DNS record lookups can fail for a number of reasons, the most common of which is due what’s called a “ServFail” error.
ServFail errors occur when there’s an error communicating with a DNS server. This could have a number of causes, including an error on the DNS server itself, or a temporary networking issue.
Fortunately, most domains use multiple authoritative DNS servers, so if there is a short-lived ServFail issue on one name server which doesn’t impact the others, DNS lookups should still work. That said, if a name server has chronic ServFail issues, we recommend investigating why. ServFail errors happen, but should be rare.
ServFail Errors and DNS Record Monitoring
Many of our customers use DNS Check to notify them via an email, page or chat bot when a monitored DNS record starts failing. Some of these customers want to be notified if there’s any kind of issue, but others would rather not be about ServFail issues, unless they persist.
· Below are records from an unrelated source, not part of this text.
PR #3662, opened 2024-10-07
Added warning about XCode 16 depenedency to changelog

jamescrosswell:
Draft changes to changelog.

#skip-changelog

### DIFF
--- a/CHANGELOG.md
+++ b/CHANGELOG.md
@@ -4,9 +4,11 @@
 
 ### Support for XCode 16.0 (BREAKING CHANGE)
 
+If you are using XCode 16.0, you will need to update to `Sentry 4.12.0` or later. If you are still using XCode 15.4 then you should continue to use `Sentry 4.11.0` or earlier. 
+
 Using `XCode 16` to build .NET applications targeting iOS and Mac Catalyst requires [iOS SDK 18.0.8303](https://github.com/xamarin/xamarin-macios/releases/tag/dotnet-8.0.1xx-xcode16.0-8303). We [built Sentry 4.12.0 using XCode 16](https://github.com/getsentry/sentry-dotnet/pull/3635/files) in order to support this scenario.
 
-If you are using `Sentry 4.12.x` and targeting iOS or macCatalyst then you will need to install and use `iOS SDK 18.0.8303` (.NET 9 will also support XCode 16, when it is released in November).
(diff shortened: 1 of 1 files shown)


CHANGELOG.md
```diff
@@ -1,5 +1,15 @@
...
 
+## Unreleased
+
+### Support for XCode 16.0 (BREAKING CHANGE)
+
+If you are using XCode 16.0, you will need to update to `Sentry 4.12.0` or later. If you are still using XCode 15.4 then you should continue to use `Sentry 4.11.0` or earlier. 
+
+Using `XCode 16` to build .NET applications targeting iOS and Mac Catalyst requires [iOS SDK 18.0.8303](https://github.com/xamarin/xamarin-macios/releases/tag/dotnet-8.0.1xx-xcode16.0-8303). We [built Sentry 4.12.0 using XCode 16](https://github.com/getsentry/sentry-dotnet/pull/3635/files) in order to support this scenario.
+
+As such, if you are using `Sentry 4.12.x` and targeting iOS or macCatalyst then you will need to install and use XCode 16 and `iOS SDK 18.0.8303` (.NET 9 will also support XCode 16, when it is released in November).
```
bruno-garcia, line 11: Some notes: 
* Changed "November" to "next month" to give a sense of relative time, but also added month and year since "which novmember"?
* Added explicitly the fact we, unfortunately, broke people.
* "Sentry 4" can be confusing because Sentry is often thought as `sentry.io`, and this is "the SDK"
* "iOS SDK 8" can be confusing because iOS does have and SDK, as part of Xcode. We're referring to the .NET workload here, right?

Nits:  :)
* Brand name is `Xcode` not Xcode.
* It's Mac, macOS, and Mac Catalyst.

```suggestion
### Support for XCode 16.0 (BREAKING CHANGE)

If you are using Xcode 16.0, you will need to update the SDK to version `4.12.0` or later. 
If you are still using xCode 15.4 or earlier, you need to continue to use version `4.11.0` or earlier. 

Using Xcode 16 to build .NET applications targeting iOS and Mac Catalyst requires [.NET workload for iOS SDK version 18.0.8303](https://github.com/xamarin/xamarin-macios/releases/tag/dotnet-8.0.1xx-xcode16.0-8303). We [built the SDK version 4.12.0 using Xcode 16](https://github.com/getsentry/sentry-dotnet/pull/3635/files) in order to support this scenario. That, unfortunately, breaks folks using older version of xcode.

As such, if you are using SDK version `4.12.x` and targeting iOS or Mac Catalyst, you will need to install and use Xcode 16 and `workload iOS SDK 18.0.8303` 

Note that .NET 9 will also support Xcode 16, when it is released next month (Nov 2024).
```

bruno-garcia (approved):

PR #3665, opened 2024-10-08
fix: MAUI samples config - enable `deploy`

bricefriha:
Enabling `deploy` in the configuration for the MAUI sample allows the app to be run on VS2022 (on Windows).
image

see: [here](https://developercommunity.visualstudio.com/t/project-not-selected-to-build-for-this-solution-co-2/1533329)

### Note
Linux and Mac, in my experience, are not affected.

#skip-changelog

### DIFF
--- a/Sentry.sln
+++ b/Sentry.sln
@@ -1,184 +1,183 @@
-
 Microsoft Visual Studio Solution File, Format Version 12.00
 # Visual Studio Version 17
 VisualStudioVersion = 17.0.31903.59
 MinimumVisualStudioVersion = 10.0.40219.1
 Project("{2150E333-8FDC-42A3-9474-1A3956D46DE8}") = "benchmarks", "benchmarks", "{7D4D7A6A-3F5C-4B4C-A198-AC51F9220231}"
 EndProject
-Project("{FAE04EC0-301F-11D3-BF4B-00C04F79EFBC}") = "Sentry.Benchmarks", "benchmarks\Sentry.Benchmarks\Sentry.Benchmarks.csproj", "{8328B70C-B808-4ED1-BB16-8555B2752CB6}"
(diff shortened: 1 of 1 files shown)


bricefriha:
Do we have to update the change log for this?  Considering it's not something that would change the user experience

jamescrosswell:
> Do we have to update the change log for this? Considering it's not something that would change the user experience

Nah I think we can skip the changelog on this one.

Sentry.sln
```diff
@@ -276,6 +275,7 @@ Global
 		{4E0DC405-C372-4396-A5DF-F6AA108DA01C}.Release|Any CPU.Build.0 = Release|Any CPU
 		{9B175EC8-6B64-4345-A158-091CB8876077}.Debug|Any CPU.ActiveCfg = Debug|Any CPU
 		{9B175EC8-6B64-4345-A158-091CB8876077}.Debug|Any CPU.Build.0 = Debug|Any CPU
+		{9B175EC8-6B64-4345-A158-091CB8876077}.Debug|Any CPU.Deploy.0 = Debug|Any CPU
```
jamescrosswell, line 278: This looks like the only relevant change... all the rest of it is just messing with GUIDs. Could we possibly make this change manually rather than using Visual Studio, to avoid all the unnecessary messing about that it's done with the solution file?

Eventually we should probably move to slnx files (once the [tooling supports these](https://github.com/dotnet/sdk/issues/40913))

jamescrosswell (changes requested):

bruno-garcia (approved):

bitsandfoxes (approved):

bitsandfoxes:
To avoid `Danger` being annoying you can add `#skip-changelog` to your PR description.

Sentry.sln
bruno-garcia: it's a generated file so not sure it's worth doing any manual changes. Whatever VS does, we just push and merge

bruno-garcia:
> To avoid `Danger` being annoying you can add `#skip-changelog` to your PR description.

Use #skip-changelog if your change doesn't have any user-facing or user-impactful change. For example this PR. Otherwise please add an entry to the changelog that **helps users understand what's in the change. If it's worth them bumping or if they can or should wait for some reason"

jamescrosswell (approved):

Issue #3643, opened 2024-10-01
Add analyzer for `FileSystem`


bitsandfoxes:
## Problem
Without a strict enforcement mechanism, we risk a regression where file system access might bypass the `IFileSystem`.

## Context
Certain platforms, such as the Nintendo Switch, impose strict limitations on disk access. To support these platforms (i.e. allow the Unity SDK to fallback on preventing disk access OOTB) and prevent user projects from crashing, we introduced an option to opt-out of all disk-writing operations.

## Current Implementation
We now route file system access through our `IFileSystem` wrapper. Depending on the configuration in options, the SDK uses either a `ReadOnly` or `ReadWrite` filesystem. This mechanism acts as a fallback to prevent regressions. SDK developers must explicitly check `Options.FileWriteDisable` before attempting any disk write operation. If a write attempt is made with disk access disabled, the filesystem simply returns `false` without further context.

- [PR #3614](https://github.com/getsentry/sentry-dotnet/pull/3614)
- [PR #3641](https://github.com/getsentry/sentry-dotnet/pull/3641)

## Solution
We could/should create an analyzer to ensure that all file system access continues to be routed through the SDK’s custom wrappers. 
For reference on creating custom analyzers: [How to write a C# analyzer](https://learn.microsoft.com/en-us/dotnet/csharp/roslyn-sdk/tutorials/how-to-write-csharp-analyzer-code-fix)

PR #3667, opened 2024-10-09
Automatically capture heap dumps

### LINKED ISSUE #2580: Automatic Heap dump collection
Specify a memory threshold or other trigger (and API) to automatically capture a heap dump

Sentry attachment preview can be extended to load: https://github.com/1hub/dotnet-heapview/tree/import-memory-dump

jamescrosswell:
Resolves #2580

## Basic usage

`samples/Sentry.Samples.Console.Basic/Sentry.Samples.Console.Basic.csproj` includes an example of how to configure automatic heap dumps:

https://github.com/getsentry/sentry-dotnet/blob/ffad1356b5eef1571650bc6c0826d49db36b5b22/samples/Sentry.Samples.Console.Basic/Program.cs#L41-L50

That sample demonstrates using a built in trigger that we provide, that triggers heap dumps when memory usage exceeds a certain threshold (5% in that example). 

Alternatively there is an  override for the `EnableHeapDumps` method that SDK users can call to provide a custom trigger:
https://github.com/getsentry/sentry-dotnet/blob/265e397e63ee3381906186e0cb0e968fcb6f230f/src/Sentry/SentryOptions.cs#L561

### dotnet-gcdump

The SDK relies on [dotnet-gcdump](https://learn.microsoft.com/en-us/dotnet/core/diagnostics/dotnet-gcdump) to capture the heap dumps. 

The `dotnet-gcdump` can be installed globally on the machine or container where the heap dumps will be captured by running:
```
dotnet tool install --global dotnet-gcdump
```

### net6.0

[dotnet-gcdump requires .NET 6 or later](https://www.nuget.org/packages/dotnet-gcdump#supportedframeworks-body-tab).

## Analysing the Dump File
A couple of different options:
1. [dotnet-gcdump report](https://learn.microsoft.com/en-us/dotnet/core/diagnostics/dotnet-gcdump#dotnet-gcdump-report-gcdump_filename)
2. Open the dump file with [Perfview](https://github.com/microsoft/perfview) or [Visual Studio](https://devblogs.microsoft.com/dotnet/collecting-and-analyzing-memory-dumps/#analyzing-gc-dumps-in-visual-studio)... provides richer functionality but is only available on Windows.
3. [dotnet-heapview](https://github.com/1hub/dotnet-heapview/)

See [Stefan Geiger's blog](https://www.stefangeiger.ch/2023/10/03/dotnet-memory-analysis-linux.html) for a bit of info on the first two options.

## Possible improvements

- [ ] According to the docs, the static GC.* methods we use to be notified of garbage collection events [throw an exception when concurrent garbage collection is enabled](https://learn.microsoft.com/en-us/dotnet/api/System.GC.RegisterForFullGCNotification?view=net-8.0#exceptions) so this may not currently work with [Background GC mode](https://learn.microsoft.com/en-us/dotnet/core/runtime-config/garbage-collector#background-gc)
    - If/when server mode is enabled, we may have to revert to either creating a dangling object to detect GC events (not great as it only detects G0 collections) or alternatively some kind of timer
    - Particularly important as [DATAS is the new default mode in net9.0](https://learn.microsoft.com/en-us/dotnet/core/whats-new/dotnet-9/runtime#garbage-collection) and we're [not guaranteed to have a single heap in applications with DATAS configured](https://learn.microsoft.com/en-us/dotnet/standard/garbage-collection/datas#feature-description)
    - When experimenting with this, I didn't observer any `InvalidOperationException` when I attempted to enable Background GC... so we may need to see if any of our users are running into this problem (and can help us reproduce it) before we can fix it. Hopefully this is the kind of feedback we can gather during alpha testing.


jamescrosswell:
I've got to the point where `dotnet-gcdump` can be bundled with the Sentry NuGet package... however I'm not sure that's a good idea. 

We do something similar with the SentryCLI but we only use that at build/compile time... so it's sufficient to ship it as part of our NuGet and then it's available in our transitive build script. 

For `dotnet-gcdump`, we'd actually need it to be shipped as part of the SDK user's application and then extract it to the file system on the ultimate user's machine... That sounds complex to do. We could probably embed it in the SDK users's app via our transitive build script but extracting it from there to the ultimate user's machine would be something best done when installing the app... and we don't really know how our SDK users are going to be installing their apps. This also might be quite unexpected (and meddlesome) from the point of view of both our SDK users and their users. 

I think we might be better off just making it clear that installing `dotnet-gcdump` is a dependency for this feature to work.

src/Sentry/Internal/MemoryMonitor.cs
```diff
@@ -0,0 +1,164 @@
...
+            if (process.StandardOutput.ReadLine() is { } line)
+            {
+                _options.LogDebug(line);
+            }
+        }
+
+        if (!_options.FileSystem.FileExists(dumpFile))
+        {
+            // if this happens, hopefully there would be more information in the standard output from the process above
+            _options.LogError("Unexpected error creating memory dump. Check debug logs for more information.");
```
bruno-garcia, line 117:
```suggestion
            _options.LogError("Unexpected error creating memory dump. Use debug-level to see output of dotnet-gcdump.");
```

src/Sentry/Internal/MemoryMonitor.cs
```diff
@@ -0,0 +1,164 @@
...
+        var command = File.Exists(bundledToolPath)
+            ? $"dotnet {bundledToolPath} {arguments}"
+            : $"dotnet-gcdump {arguments}";
+        var startInfo = new ProcessStartInfo
+        {
+            FileName = RuntimeInformation.IsOSPlatform(OSPlatform.Windows) ? "cmd.exe" : "/bin/bash",
+            Arguments = $"-c \"{command}\"",
+            RedirectStandardOutput = true,
+            UseShellExecute = false,
+            CreateNoWindow = true,
```
bruno-garcia, line 101: Don't we want this as `false`? This will have a popup show up, no?

src/Sentry/Internal/MemoryMonitor.cs
```diff
@@ -0,0 +1,164 @@
...
+        };
+
+        var process = new Process { StartInfo = startInfo };
+        process.Start();
+        while (!process.StandardOutput.EndOfStream)
```
bruno-garcia, line 106: Do we need to subscribe also to stderr in addition to stdout?

src/Sentry/Internal/MemoryMonitor.cs
```diff
@@ -0,0 +1,164 @@
...
+            }
+        }
+
+        if (!_options.FileSystem.FileExists(dumpFile))
+        {
+            // if this happens, hopefully there would be more information in the standard output from the process above
+            _options.LogError("Unexpected error creating memory dump. Check debug logs for more information.");
+        }
+
+        _onDumpCollected(dumpFile);
```
bruno-garcia, line 120: should we try/catch here and leave our internal method without error handling logic instead?

ideally we let things bubble out and capture at the top-most location (unless we want to recover and carry on)

src/Sentry/Internal/MemoryMonitor.cs
```diff
@@ -0,0 +1,164 @@
...
+    }
+
+    internal string? TryGetDumpLocation()
+    {
+        try
+        {
+            var rootPath = _options.CacheDirectoryPath ??
+                           Environment.GetFolderPath(Environment.SpecialFolder.LocalApplicationData);
```
bruno-garcia, line 128: I believe (could be wrong) this can actually create a directory.

See: https://github.com/dotnet/runtime/blob/dfc2b85a00f3baf5ac52d7615bf857e6217011c8/src/libraries/System.Private.CoreLib/src/System/Environment.GetFolderPathCore.Unix.cs#L44

So we'd need to guard this under the `IFileSystem` abstraction, and/or check `options.DisableFileWrite` option before calling this.

src/Sentry/Internal/MemoryMonitor.cs
```diff
@@ -0,0 +1,164 @@
...
+        {
+            _options.LogDebug($"Using bundled version of dotnet-gcdump from: {bundledToolPath}");
+        }
+        else
+        {
+            _options.LogDebug("Using global version of dotnet-gcdump");
+        }
+
+        var arguments = $"collect -p {processId} -o '{dumpFile}'";
+        var command = File.Exists(bundledToolPath)
```
bruno-garcia, line 92: Spare 1 file I/O by assigning the return of the first check 

And, lets always use `_options.FileSystem.FileExists`. 
Ideally we'd have an analyzer because I only realized the `File.Exists` usage because I saw the second pattern further down.

* https://github.com/getsentry/sentry-dotnet/issues/3643

```suggestion
        var bundledFileExists = _options.FileSystem.FileExists(bundledToolPath);
        if (bundledFileExists)
        {
            _options.LogDebug($"Using bundled version of dotnet-gcdump from: {bundledToolPath}");
        }
        else
        {
            _options.LogDebug("Using global version of dotnet-gcdump");
        }

        var arguments = $"collect -p {processId} -o '{dumpFile}'";
        var command = bundledFileExists
            ? $"dotnet {bundledToolPath} {arguments}"
            : $"dotnet-gcdump {arguments}";
```

src/Sentry/buildTransitive/Sentry.targets
```diff
@@ -9,6 +9,12 @@
     <SentryAttributesFile>Sentry.Attributes$(MSBuildProjectExtension.Replace('proj', ''))</SentryAttributesFile>
   </PropertyGroup>
 
+  <PropertyGroup Condition="'$(PkgSentry)' == ''">
+    <!-- If Sentry was added via PackageReference, PkgSentry will already be set to the path of the Sentry nuget package.
+         However, older-style projects using packages.config will need us to resolve the path manually. -->
```
bruno-garcia, line 14: `packages.config` is this a thing on .NET Core apps? TIL

test/Sentry.Testing/SentryOptionsExtensions.cs
```diff
@@ -0,0 +1,70 @@
+namespace Sentry.Testing;
+
+/// <summary>
+/// We most frequently call IDiagnosticLogger via extension methods on the SentryOptions class, which obscures what
+/// we're expecting to receive via mocks when writing tests. This class provides some test extensions that mirror the
+/// extensions provided for SentryOptions to make it easier to write tests that match the code they're testing.
+/// </summary>
+public static class SentryOptionsExtensions
+{
+    private static SentryOptions DidNotReceiveReceiveLog(this SentryOptions substitute, SentryLevel level)
```
bruno-garcia, line 10: Is it named ReceivedReceived on purpose?
```suggestion
    private static SentryOptions DidNotReceiveLog(this SentryOptions substitute, SentryLevel level)
```

bruno-garcia (commented):
If the new File I/O options is set to false, we should prob not do any of this work.

Although not a real concern right now since that flag is used by Unity only, which is on netstandard2.0 (and 2.1 in the near future) but we want to make sure an eventual Unity on .NET Core won't cause crashes on Switch and other platforms

src/Sentry/GCDump.props
```diff
@@ -0,0 +1,30 @@
...
+    <!-- This is just where the relevant files are stored in the dotnet-gcdump Nuget package -->
+    <GCDumpIncludeFiles>$(GCDumpTempDirectory).store\dotnet-gcdump\$(GCDumpVersion)\dotnet-gcdump\$(GCDumpVersion)\tools\net6.0\any\</GCDumpIncludeFiles>
+  </PropertyGroup>
+
+  <Target Name="DownloadGCDump" BeforeTargets="CollectPackageReferences" Condition="'$(PlatformSupportsGcDump)' == 'true'">
+    <Message Importance="normal" Text="Found dotnet-gcdump - skipping download... " Condition="Exists('$(GCDumpIncludeFiles)')" />
+    <Message Importance="normal" Text="dotnet-gcdump not found... downloading to $(GCDumpTempDirectory)" Condition="!Exists('$(GCDumpIncludeFiles)')" />
+
+    <!-- NuGet doesn't have any "download" functionality, so we'll install it locally to a temporary folder   -->
+    <Exec Command="dotnet tool install dotnet-gcdump --version $(GCDumpVersion) --tool-path $(GCDumpTempDirectory)" Condition="!Exists('$(GCDumpIncludeFiles)')" IgnoreExitCode="true" />
```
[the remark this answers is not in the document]
jamescrosswell: `dotnet tool install` does have various arguments that let you control that:
```
 --version <VERSION>          The version of the tool package to install.
 --framework <FRAMEWORK>      The target framework to install the tool for.
-a, --arch <arch>            The target architecture.
```

So if need be, we could install/download it multiple times for different framework and architecture combinations. Anything package that supports net6.0 should also support net7.0+ though right?

It looks like the package includes everything required for multiple platforms:
```
~/code/sentry-dotnet/tools/gcdump/8.0.547301/.store/dotnet-gcdump/8.0.547301/dotnet-gcdump/8.0.547301/tools/net6.0/any git:[auto-heap-dump]
find . -type f
./dotnet-gcdump.pdb
./OSExtensions.dll
./Microsoft.Diagnostics.NETCore.Client.pdb
./Microsoft.Extensions.Logging.Abstractions.dll
./Microsoft.Diagnostics.FastSerialization.dll
./dotnet-gcdump.dll
./System.CommandLine.Rendering.dll
./amd64/msdia140.dll
./amd64/vcruntime140.dll
./amd64/KernelTraceControl.dll
./amd64/vcruntime140_1.dll
./amd64/msvcp140.dll
./Microsoft.Diagnostics.NETCore.Client.dll
./TraceReloggerLib.dll
./dotnet-gcdump.deps.json
./dotnet-gcdump.runtimeconfig.json
./System.CommandLine.dll
./shims/win-arm/dotnet-gcdump.exe
./shims/osx-x64/dotnet-gcdump
./shims/win-x86/dotnet-gcdump.exe
./shims/win-x64/dotnet-gcdump.exe
./Microsoft.Diagnostics.NETCore.Client.xml
./x86/msdia140.dll
./x86/vcruntime140.dll
./x86/KernelTraceControl.dll
./x86/KernelTraceControl.Win61.dll
./x86/msvcp140.dll
./Microsoft.Diagnostics.Tracing.TraceEvent.dll
./DotnetToolSettings.xml
./arm64/msdia140.dll
./arm64/vcruntime140.dll
./arm64/KernelTraceControl.dll
./arm64/vcruntime140_1.dll
./arm64/msvcp140.dll
./Dia2Lib.dll
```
PR #3674, opened 2024-10-12
drop preview from blazor.wasm package

bruno-garcia:
Over 3k installs. No issues (afaik?)

Seems like we can GA this.

It doesn't do much other than set the right properties so things don't blow up on init, so seems pretty safe


jamescrosswell (approved):
This part all looks fine. 

From what I can tell, we still haven't merged any PRs releated to embedding the JS SDK... which would presumably be the most complex thing to implement and maintain.

bruno-garcia:
> This part all looks fine.
> 
> From what I can tell, we still haven't merged any PRs releated to embedding the JS SDK... which would presumably be the most complex thing to implement and maintain.

yeah but if we haver another alpha bit, we can append the alpha again before a release.
Just gotta be aware that if we add `-beta` on the whole release, we'll be appending something twice (I think there's a way around it actually)

Issue #3654, opened 2024-10-06
Report correct SDK name on native (NDK) Android crashes


bruno-garcia:
Crashes coming form `sentry.native` under the Android SDK should be reported as:

`sentry.native.android.dotnet`

Currently, it's reported as `sentry.native.android`, which is the same as standalone Android apps.

On the Unity SDK, we override it at compile time, and here we don't recompile the SDK so not sure if it can be easily done:

https://github.com/getsentry/sentry-unity/blob/e4d3d4d13ed0ab3f4e2a05534bfb8592c92e319d/Directory.Build.targets#L190

jamescrosswell:
Yeah it looks like in the Java repo it's baked in at build time:
https://github.com/getsentry/sentry-java/commit/66140be425f581aaf57584f2f927b67402a3fca7

I think we'd need some other mechanism to be made available to set this for the .NET SDK.

vaind:
Runtime setting:

https://github.com/getsentry/sentry-java/blob/main/sentry-android-core/src/main/java/io/sentry/android/core/SentryAndroidOptions.java#L145

jamescrosswell:
> Currently, it's reported as `sentry.native.android`, which is the same as standalone Android apps.

Hm, something is off here. We set this in the .NET SDK already:
https://github.com/getsentry/sentry-dotnet/blob/b0a19968ceb0ec5103f3e1887afe2c865351aca3/src/Sentry/Platforms/Android/SentrySdk.cs#L170

So whilst we could change that to `sentry.native.android.dotnet`, if it's coming through as `sentry.native.android` at the moment then that mechanism isn't working as it should at the moment.

bruno-garcia:
> > Currently, it's reported as `sentry.native.android`, which is the same as standalone Android apps.
> 
> Hm, something is off here. We set this in the .NET SDK already:
> 
> [sentry-dotnet/src/Sentry/Platforms/Android/SentrySdk.cs](https://github.com/getsentry/sentry-dotnet/blob/b0a19968ceb0ec5103f3e1887afe2c865351aca3/src/Sentry/Platforms/Android/SentrySdk.cs#L170)
> 
> Line 170 in [b0a1996](/getsentry/sentry-dotnet/commit/b0a19968ceb0ec5103f3e1887afe2c865351aca3)
> 
>              o.NativeSdkName = "sentry.native.dotnet"; 
[...]

PR #3682, opened 2024-10-14
fix: sdk name for native on android

bruno-garcia:
We append `.platform` when 'wrapping' another SDK.

`sentry.native` on Android, because of its custom unwinder and other significant changes (it's also built through sentry-java repo). Has a different SDK name:

https://github.com/getsentry/sentry-native/blob/b555a978986f882abb3161bd1c848339f9a2cc1a/include/sentry.h#L28

Resolves:
* https://github.com/getsentry/sentry-dotnet/issues/3654#issuecomment-2395681843

### DIFF
--- a/src/Sentry/Platforms/Android/SentrySdk.cs
+++ b/src/Sentry/Platforms/Android/SentrySdk.cs
@@ -167,7 +167,7 @@ public static partial class SentrySdk
             o.EnableExternalConfiguration = false;
             o.EnableDeduplication = false;
             o.AttachServerName = false;
-            o.NativeSdkName = "sentry.native.dotnet";
+            o.NativeSdkName = "sentry.native.android.dotnet";
 
             // These options are intentionally not expose or modified
             //o.MaxRequestBodySize   // N/A for Android apps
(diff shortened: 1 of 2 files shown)


src/Sentry/Platforms/Android/SentrySdk.cs
```diff
@@ -167,7 +167,7 @@ private static void InitSentryAndroidSdk(SentryOptions options)
             o.EnableExternalConfiguration = false;
             o.EnableDeduplication = false;
             o.AttachServerName = false;
-            o.NativeSdkName = "sentry.native.dotnet";
+            o.NativeSdkName = "sentry.native.android.dotnet";
```
jamescrosswell, line 170: I take it this doesn't address whatever the more fundamental problem with https://github.com/getsentry/sentry-dotnet/issues/3654#issuecomment-2395681843 is?

jamescrosswell (approved):
LGTM

src/Sentry/Platforms/Android/SentrySdk.cs
bitsandfoxes: Yes it does.

PR #3693, opened 2024-10-17
chore: Comment why `format-code` runs on `macos-latest`

bitsandfoxes:
We're currently forced to run on macos for `format-code` because restoring the workloads on `Ubuntu` causes errors for `Sentry.Samples.Ios.csproj`, `Sentry.Samples.MacCatalyst.csproj`, and `Sentry.Samples.MacOS.csproj`:

```
The project depends on the following workload packs that do not exist in any of the workloads available in this installation: Microsoft.iOS.Sdk.net8.0_18.0
You may need to build the project on another operating system or architecture, or update the .NET SDK. 
```

#skip-changelog


bruno-garcia (approved):
Thank you!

Last year we introduced a feature for suppressing isolated ServFail notifications. This took the form of an account wide setting which when toggled on, suppressed notifications for ServFail errors unless two or more occurred in a row:
This feature was introduced to cut down on false positives. At the time, 57% of errors being reported were of the “ServFail” variety. The majority of these ServFail errors were resolved 5 minutes later, when the DNS record in question was next checked.
This feature had the desired impact. The number of ServFail related notifications plummeted, and for most users, the issue of ServFail related false positives disappeared.
Unfortunately, this didn’t completely resolve the situation for some customers who have DNS providers with… less than stellar uptime. I won’t call out specific DNS providers in this blog post, but there is a definite pattern in terms of which DNS providers have frequent ServFail errors.
Our Updated ServFail Notification Suppression Feature
To address this issue (on the DNS monitoring side, at least), we’ve replaced our old “Suppress first ServFail notification” setting with a new setting which allows you to suppress notifications for anywhere from 0 to 10 consecutive ServFail errors:
This setting has a default value of “1”, and can be adjusted from your Notification Settings page. I recommend keeping the default value in most situations, and adjusting it upward only as needed.
This setting does not have any impact on notifications for other types of lookup failures, such as the wrong value being returned for a DNS record. As long as you have notifications enabled, you’ll receive a notification the first time a non-ServFail error occurs.